START Task input

PR #606, opened 2022-06-03
fix: machine config: disable async even with feature enabled

magik6k:
Might fix the `wasm stack size cannot exceed the async stack size` issue @karim-agha is seeing


Stebalien (approved):
So, this may help, but it won't always help. Unfortunately, due to the way features work, if some _other_ crate enables the async feature, this cfg won't catch taht.

Issue #608, opened 2022-06-06
Generate Code Coverage Reports


mriise:
With Tests (https://github.com/filecoin-project/ref-fvm/issues/595, https://github.com/filecoin-project/ref-fvm/issues/585) being added to FVM, a good metric to start tracking is code coverage. 

Note: this is separate from https://github.com/filecoin-project/ref-fvm/issues/314 that is for code coverage inside actors.

mriise:
@dtynn pinging since this is (somewhat) related to the work you have already done

dtynn:
Hi @mriise 
I did some work in #314, but as you know, it focus on generating & collection coverage instruments inside **generated wasm bytecode**..

For this issue and its related work, I do think filecoin-project/builtin-actors#22 & filecoin-project/builtin-actors#120 may be more helpful.

mriise:
@dtynn yes, code coverage for most things can be generated, but for integraion tests we try to build WASM modules (mainly fil_ipld_actor is important here) that get then get ran buy tests which would be nice to count towards coverage. We _could_ just ignore the coverage that calls inside of the actors give and just run a custom setup for integration tests that prevents llvm-cov from trying to add instrumentation to the actors and just instruments the runtime.
Either way I would be happy to take up the work you have already done + add it to CI and get things merged.

dtynn:
ah, it would be nice to see some pieces of the work are useful to you.,
however, there are a few tricky steps before we can make everything work.
let me know if you need any help

Stebalien:
@mriise what's the current status of this? (i.e., what's done, what's left, etc.)

mriise:
Current coverage (at the time of writing) is ~50% https://app.codecov.io/gh/filecoin-project/ref-fvm
Done: https://github.com/filecoin-project/ref-fvm/pull/616, https://github.com/filecoin-project/ref-fvm/pull/612

easiest way to improve the % IMO would be to write future syscall tests in actors to excersize the sdk (currently at near 0%), syscalls, and everything else in the path. Most of the lines outside of syscall linking helping things that we should have covered are in DefaultKernel and the SDK.

Stebalien:
Ah, ok, so it sounds like we're including all the tests we care about in "code coverage".

PR #612, opened 2022-06-08
Rust Code Coverage Reporting

mriise:
This Does not include code coverage for WASM modules or pulling anything from reports done by conformance and integration tests.


.github/workflows/coverage.yml
```diff
@@ -0,0 +1,22 @@
...
+
+jobs:
+  coverage:
+    runs-on: ubuntu-latest
+    env:
+      CARGO_TERM_COLOR: always
+    steps:
+      - uses: actions/checkout@v3
+      - name: Install Rust
+        run: rustup toolchain install nightly-2022-05-09 --component llvm-tools-preview
```
Stebalien, line 13: https://github.com/filecoin-project/ref-fvm/blob/0b2a24fdff8de8dac6aa0d262be719942ad9a2d8/.github/workflows/ci.yml#L18-L23

Stebalien: (but with the right component.

.github/workflows/coverage.yml
```diff
@@ -0,0 +1,22 @@
...
+      - name: Install cargo-llvm-cov
+        uses: taiki-e/install-action@cargo-llvm-cov
+      - name: Generate code coverage
+        run: cargo llvm-cov --no-default-features --features debug --workspace --exclude "*tests*" --exclude "fil*" --lcov --output-path lcov.info
```
Stebalien, line 17: This will re-run all the tests, right? We proabably just want to modify the existing workflows to generate code coverage.

Stebalien (commented):
(we should also remove `lcov.info` from git)

.github/workflows/coverage.yml
mriise: ok

mriise:
coverage percentage should go down as it is no longer including anything outside of the FVM package. 

Current setup is brittle till I learn how to actually write CI.
Pulling in `llvm-cov` should be done with a SHA at some point.
In order to have more than just a single report made we will likely need to use `grcov` to aggregate reports, tho this should probably happen after I figure out CI so it is done properly.

Stebalien:
> In order to have more than just a single report made we will likely need to use grcov to aggregate reports, tho this should probably happen after I figure out CI so it is done properly.

The codecov script will automatically pick up all code coverage outputs and aggregate them.

Stebalien:
> The codecov script will automatically pick up all code coverage outputs and aggregate them.

IIRC, codecov will also merge uploads from multiple jobs.

mriise:
> > The codecov script will automatically pick up all code coverage outputs and aggregate them.
> 
> IIRC, codecov will also merge uploads from multiple jobs.

Ooo I'll double check but that's super convenient

mriise:
linking related issue #608

mriise:
I needed to change the name of the jobs back to just `test` since it requires a job named that to complete. Also setting integration and test-fvm as required jobs is a setting in the repo that I don't have access to.

.github/workflows/ci.yml
```diff
@@ -37,11 +37,18 @@ jobs:
...
+            components: llvm-tools-preview
           - name: test
+            covname: lcov.info
+            command: llvm-cov
+            args: --all --exclude fvm --exclude fvm_conformance_tests --exclude fvm_integration_tests --exclude "*actor" --lcov --output-path lcov.info
+            components: llvm-tools-preview
+          - name: integration
             command: test
-            args: --all --exclude fvm --exclude fvm_conformance_tests
+            args: --package fvm_integration_tests --package "*actor"
```
Stebalien, line 51: - Any reason we're excluding the actor packages?
- Any reason not to count the integration tests towards test coverage?

mriise: - actor tests try to build to wasm via `wasm-builder` and breaks the coverage tool so getting coverage reporting them are more complex (will likely need to edit some cargo.toml) than I wanted to have for this PR
- integration tests build actors

These should still be added, but I wanted to push this PR through first so we can start getting metrics. If you feel like it should all happen in one PR then I can do that instead.

Stebalien: Makes sense.

Stebalien (approved):

Stebalien:
Thanks! Now we just need to make that chart a bit more... green.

END Task input

## What is required
Find the word "uploads" in the data and copy out each line where it turns up.

## Output of the exercise
IIRC, codecov will also merge uploads from multiple jobs.
> IIRC, codecov will also merge uploads from multiple jobs.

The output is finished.